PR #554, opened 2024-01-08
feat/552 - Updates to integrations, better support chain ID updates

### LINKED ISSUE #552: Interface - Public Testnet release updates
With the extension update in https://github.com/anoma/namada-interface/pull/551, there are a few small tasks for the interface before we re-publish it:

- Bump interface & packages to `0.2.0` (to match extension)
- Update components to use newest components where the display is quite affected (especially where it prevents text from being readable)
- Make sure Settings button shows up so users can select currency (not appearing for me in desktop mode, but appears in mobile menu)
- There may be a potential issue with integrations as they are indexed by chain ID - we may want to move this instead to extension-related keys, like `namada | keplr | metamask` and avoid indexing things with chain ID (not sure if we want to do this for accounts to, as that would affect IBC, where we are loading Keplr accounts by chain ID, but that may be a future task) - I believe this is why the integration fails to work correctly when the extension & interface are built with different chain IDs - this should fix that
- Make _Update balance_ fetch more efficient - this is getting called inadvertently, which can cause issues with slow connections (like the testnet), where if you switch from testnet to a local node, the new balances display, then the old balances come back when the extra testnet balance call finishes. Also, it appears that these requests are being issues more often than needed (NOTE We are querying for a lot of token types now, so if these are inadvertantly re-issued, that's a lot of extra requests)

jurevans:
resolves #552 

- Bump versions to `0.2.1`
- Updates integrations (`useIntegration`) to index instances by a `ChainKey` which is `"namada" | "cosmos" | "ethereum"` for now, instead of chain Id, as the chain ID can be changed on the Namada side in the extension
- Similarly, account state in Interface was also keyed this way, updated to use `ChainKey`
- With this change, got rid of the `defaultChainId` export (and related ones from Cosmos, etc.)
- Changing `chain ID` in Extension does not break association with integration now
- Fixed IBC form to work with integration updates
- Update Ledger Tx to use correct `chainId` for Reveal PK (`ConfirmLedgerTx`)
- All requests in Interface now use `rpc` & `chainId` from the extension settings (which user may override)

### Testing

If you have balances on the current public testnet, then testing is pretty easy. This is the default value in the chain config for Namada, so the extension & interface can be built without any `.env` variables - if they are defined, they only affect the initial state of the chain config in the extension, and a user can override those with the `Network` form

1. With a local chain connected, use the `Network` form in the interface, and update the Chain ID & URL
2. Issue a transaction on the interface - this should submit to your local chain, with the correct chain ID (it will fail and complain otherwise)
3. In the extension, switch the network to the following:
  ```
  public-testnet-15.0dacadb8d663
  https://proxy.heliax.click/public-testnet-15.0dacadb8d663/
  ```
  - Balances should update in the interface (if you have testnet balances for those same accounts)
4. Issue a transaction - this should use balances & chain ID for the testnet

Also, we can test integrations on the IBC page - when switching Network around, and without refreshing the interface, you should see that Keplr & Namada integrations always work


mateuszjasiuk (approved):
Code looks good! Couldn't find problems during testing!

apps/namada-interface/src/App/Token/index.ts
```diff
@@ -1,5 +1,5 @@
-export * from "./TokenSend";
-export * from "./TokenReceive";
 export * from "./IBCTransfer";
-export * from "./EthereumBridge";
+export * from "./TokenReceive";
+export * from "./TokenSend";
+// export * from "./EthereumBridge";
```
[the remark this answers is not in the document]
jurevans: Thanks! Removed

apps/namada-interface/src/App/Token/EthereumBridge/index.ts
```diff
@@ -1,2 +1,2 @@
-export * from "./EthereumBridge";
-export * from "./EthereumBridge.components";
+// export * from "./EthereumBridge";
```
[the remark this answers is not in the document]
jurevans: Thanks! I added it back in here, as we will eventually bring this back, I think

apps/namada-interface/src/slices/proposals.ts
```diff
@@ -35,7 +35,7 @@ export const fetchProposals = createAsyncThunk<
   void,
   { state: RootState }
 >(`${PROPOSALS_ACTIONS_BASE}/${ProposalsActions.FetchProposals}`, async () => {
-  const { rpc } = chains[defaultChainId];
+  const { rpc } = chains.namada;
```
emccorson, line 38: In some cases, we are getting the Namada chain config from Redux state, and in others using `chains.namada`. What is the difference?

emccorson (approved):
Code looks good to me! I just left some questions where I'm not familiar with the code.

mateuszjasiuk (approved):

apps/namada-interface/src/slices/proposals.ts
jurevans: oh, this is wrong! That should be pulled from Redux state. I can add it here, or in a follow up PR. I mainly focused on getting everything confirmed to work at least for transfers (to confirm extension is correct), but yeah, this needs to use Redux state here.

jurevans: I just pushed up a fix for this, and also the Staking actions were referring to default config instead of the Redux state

* * * *

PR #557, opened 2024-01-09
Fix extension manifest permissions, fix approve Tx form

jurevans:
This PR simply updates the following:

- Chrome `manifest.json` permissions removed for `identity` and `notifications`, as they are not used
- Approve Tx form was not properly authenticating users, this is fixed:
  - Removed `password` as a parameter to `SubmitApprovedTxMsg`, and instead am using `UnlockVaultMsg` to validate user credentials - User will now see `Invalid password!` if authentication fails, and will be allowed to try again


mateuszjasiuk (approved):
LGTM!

* * * *

Task statement
Work out how many lines of the material include "form", then report only that count.

Your solution
5